人生まさにどん詰まり、と本人(私)は思っているけれど、
今の状況の私が「人生どん詰まり!」と言ったらたちまち総ツッコミが入りそうな社会的に恵まれたドン詰まり女。

それこそがこの私である。

今日は、普段と違って私の現状と本音を心行くまで脚色なしに好きなだけ書きなぐってみたいと思う。

今の私のどん詰まりの根元を掘っていくと、いくつかの要素にぶち当たる。

仕事のこと

新卒で入社した会社も今年で4年目。
入社以来関西で営業仕事をしてきたけど、あまりいい取引先に巡り合うことはできなかった。
これは、客観的かつ事実に基づいた判断だけど、私が新卒で配属された営業所はとにかく上長の人の好き嫌いで与えられる仕事の内容が違い、私は本意ではない仕事が与えられた。

とはいえ、与えられたことだし、新入社員にとってはどんなことでも勉強になると思ってその仕事にも取り組んでは来たけれど、4年間同じことの繰り返しに正直辟易としていて、
自分が何の成長もせず日々やり過ごすように暮らしていることに若さの浪費とを感じてしまっている。

私は、本当に心の底から「がんばりたい。成長したい」という思いでこの会社に入社したのに、
現場から上がってくる些末な要望を調整する毎日の繰り返し。
気付けば頭を使う仕事ではなく脊髄と体力だけを使って仕事を回している。

漫然と流れて消えていく20代は気が付けば28歳になった段階で残り2年になっていた。

なんとなく、世間一般の大企業の営業マンと比べると圧倒的にぬるま湯な環境で、
自分のビジネススキルや交渉力は何も成長していなくて転職市場に出ていこうにもこのスキルと経歴では今いる会社よりもいい条件で私を雇ってくれるところなんてないってことが見えるくらいにはなったお年頃。

まさに詰んでる私の営業としてのキャリア。

ここからの起死回生を図るには上長が変わるか、私がいきなり現上長に愛されて、
取引先を回してもらうしかない。

マジで、どっちにしたって自分で状況を変えられないのがストレスでしかない。

さてさて、そんな私のツムツム具合に神様も哀れに思ったのだろうか?

去年の四月から念願だった国際事業部の中国部門のアシスタント業務が決まり、私はウキウキして夢とやる気に燃えていた。

燃えていたのだが・・・・。

ここでも私はどうしようもない現実の壁にぶち当たってしまう。
この中国部門、中国人しか在籍していなくてまったくもって私にできることはなかったのだ。

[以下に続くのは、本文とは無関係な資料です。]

Issue #24, opened 2024-05-09
Deal with the Threshold filter from detectors at Orchestrator


alanbraz:
based on discussions around user requirements, detectors should not deal with logic of filtering results based on user's threshold, it should be done at the higher level

PR #52, opened 2024-05-29
:sparkles: Add thresholding for detector results

evaline-ju:
Following #51 , score thresholding for detector results will be done by the orchestrator. Each detector will need a configured `default_threshold`, expected to be added when the detector is added to the orchestrator config. 

If a user provides a threshold through the API, this will be used. Otherwise the default threshold will be used.

Example config parts API that should give the same output if `default_threshold`: 0.5 were configured for detector `model_name`
```
"guardrail_config": {
        "input": { "models": {}},
        "output": {"models":{"model_name": {}}}
    },
```
```
"guardrail_config": {
        "input": { "models": {}},
        "output": {"models":{"model_name": {"threshold": 0.5}}}
    },
```

This PR also adds documentation/comments for the config structs and updates the validation error for request validation from #42. 

For: #24

### DIFF
--- a/src/config.rs
+++ b/src/config.rs
@@ -137,13 +137,6 @@ impl OrchestratorConfig {
             .get(detector_id)
             .map(|detector_config| detector_config.chunker_id.clone())
     }
-
-    /// Get default threshold of a particular detector
-    pub fn get_default_threshold(&self, detector_id: &str) -> Option<f32> {
-        self.detectors
-            .get(detector_id)
-            .map(|detector_config| detector_config.default_threshold)
-    }
 }
 
 fn service_tls_name_to_config(
--- a/src/orchestrator.rs
+++ b/src/orchestrator.rs
@@ -238,21 +238,19 @@ async fn detect(
             let ctx = ctx.clone();
             let detector_id = detector_id.clone();
             let detector_params = detector_params.clone();
+            // Get the detector config
+            let detector_config =
+                ctx.config
+                    .detectors
+                    .get(&detector_id)
+                    .ok_or_else(|| Error::DetectorNotFound {
+                        detector_id: detector_id.clone(),
+                    })?;
             // Get the default threshold to use if threshold is not provided by the user
-            let default_threshold =
-                ctx.config
-                    .get_default_threshold(&detector_id)
-                    .ok_or_else(|| Error::DetectorNotFound {
-                        detector_id: detector_id.clone(),
-                    })?;
+            let default_threshold = detector_config.default_threshold;
             // Get chunker for detector
-            let chunker_id =
-                ctx.config
-                    .get_chunker_id(&detector_id)
-                    .ok_or_else(|| Error::DetectorNotFound {
-                        detector_id: detector_id.clone(),
-                    })?;
-            let chunks = chunks.get(&chunker_id).unwrap().clone();
+            let chunker_id = detector_config.chunker_id.as_str();
+            let chunks = chunks.get(chunker_id).unwrap().clone();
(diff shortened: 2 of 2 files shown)


src/config.rs
```diff
@@ -6,70 +6,100 @@ use std::{
...
+/// Configuration for each detector
 #[derive(Debug, Clone, Deserialize)]
 pub struct DetectorConfig {
+    /// Detector service connection information
     pub service: ServiceConfig,
+    /// ID of chunker that this detector will use
     pub chunker_id: String,
-    //pub config: HashMap<String, String>,
+    /// Optional detector configuration parameters
+    pub config: Option<DetectorConfigParams>,
```
declark1, line 84: Can we drop `config: Option<DetectorConfigParams>` and add `default_threshold` to `DetectorConfig`? The nested config object seems unnecessary.

I also think we should make it `f32` instead of `Option<f32>` since its a default.

src/orchestrator.rs
```diff
@@ -237,7 +237,13 @@ async fn detect(
...
             let ctx = ctx.clone();
             let detector_id = detector_id.clone();
-            let detector_params = detector_params.clone();
+            let mut detector_params = detector_params.clone();
+            if let Some(default_threshold) = ctx.config.get_default_threshold(&detector_id) {
+                // Use a default threshold if threshold is not provided by the user
+                detector_params
+                    .entry("threshold".into())
+                    .or_insert(default_threshold.into());
+            }
```
declark1, line 246: Since the orchestrator handles applying the threshold anyway, I would just add a `default_threshold` parameter to `handle_detection_task()` instead of inserting it into the `DetectorParams` map, unless there are plans for that to change.

Then, in the results `filter_map` you can do...

If we change `default_threshold` to `f32`:
```rust
  //...
  let threshold = detector_params
      .get("threshold")
      .and_then(|v| v.as_f64())
      .unwrap_or(default_threshold as f64);
  (result.score >= threshold).then_some(result)
```

Or if we keep it as `Option<f32>`:
```rust
  //...
  let threshold = detector_params
      .get("threshold")
      .and_then(|v| v.as_f64())
      .or(default_threshold.map(Into::into));
  if threshold.is_some_and(|value| result.score < value) {
      None
  } else {
      Some(result)
  }
```
(we can also get rid of the casts if we change it to `f64`)

src/orchestrator.rs
```diff
@@ -238,6 +238,14 @@ async fn detect(
             let ctx = ctx.clone();
             let detector_id = detector_id.clone();
             let detector_params = detector_params.clone();
+            // Get the default threshold to use if threshold is not provided by the user
```
declark1, line 241: Now that we need two items from the detector config, I would just `get` the detector config once (returning an error if it's not found) and get `default_threshold` and `chunker_id` from it. One less lookup and then you don't have to do `.ok_or_else(|| Error::DetectorNotFound {}))` twice.

You can also drop that `OrchestratorConfig::get_default_threshold()` method then.

e.g.
```rust
// Get the detector config
let detector_config =
    ctx.config
        .detectors
        .get(&detector_id)
        .ok_or_else(|| Error::DetectorNotFound {
            detector_id: detector_id.clone(),
        })?;
// Get the default threshold to use if threshold is not provided by the user
let default_threshold = detector_config.default_threshold;
// Get chunker for detector
let chunker_id = detector_config.chunker_id.as_str();
let chunks = chunks.get(chunker_id).unwrap().clone();
```

declark1 (commented):
Looks good, just once last suggested change inline.

declark1 (approved):
LGTM!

そして憧れの中国ビジネスは模造品の取り締まり愛国中国人が騒ぎ立てるデマによって一瞬で売り上げがパーになる混沌としたもので、そこにかつての私が夢見たような経済発展チャイナで掴むチャイニーズドリームなんてものはひとかけらもなかった。

もはや平均的日系企業の中国ビジネスに対する姿勢は「14億の市場は惜しいからまあ・・・やることはやるけれど。。。。でもあんまり乗り気じゃないんだよねえ」って感じで。

ビジネスチャンス到来!!投資!投資!

という5年前とは明らかに違うものになっていた。

そして、日中ビジネスというもの自体が、日本側:中国人VS 中国側:中国人

みたいな感じで、中国人が日本チームと中国チームに分かれて対戦してるようなもので日本人はハンコが推せるシャッチョサンかブッチョサンがいればOK。

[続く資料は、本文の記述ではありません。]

PR #61, opened 2024-06-04
:bug: Evidences as array

evaline-ju:
`evidences` by its plurality was meant to be an array, but this was unclear from the spec


gkumbhat (approved):
Looks good to me!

そこに私のような若い非ネイティブ日本人ビジネスマンの入り込める隙も立ち位置ももはや残されていなかった。

私は、ずっとずっと夢見ていたのだ。
中国語を勉強し始めた8年前から中国とのやり取りのある仕事を夢見ていた。
しかしその夢がもともと無謀で不可能で、求められていないということ。

それがわかって、突きつけられてすべてに静かに絶望している。

そして、そもそも論日中ビジネスというよりも中国自体にも思うことがたくさんある。

コロナを経て中国は私が夢見て人生をかけたいとまで思いつめた国から全く別の何かに変容した。

日本は黄昏の国。
大学生の私にはそう見えていた。
ゆっくりと衰退していく国。
変化を拒む国。
若者ではなくて老人の国。
私と同世代の若者に夢はなくてささやかで小さな幸せと狭い自分の世界だけを守るために生きている。
多くを望まず、小さくまとまることが美徳なのだと。

でも、私はそこに染まることはできなくて。
自分の人生を何か特別なものにしたくて、大冒険を夢見ていつだってチャンスを探していた。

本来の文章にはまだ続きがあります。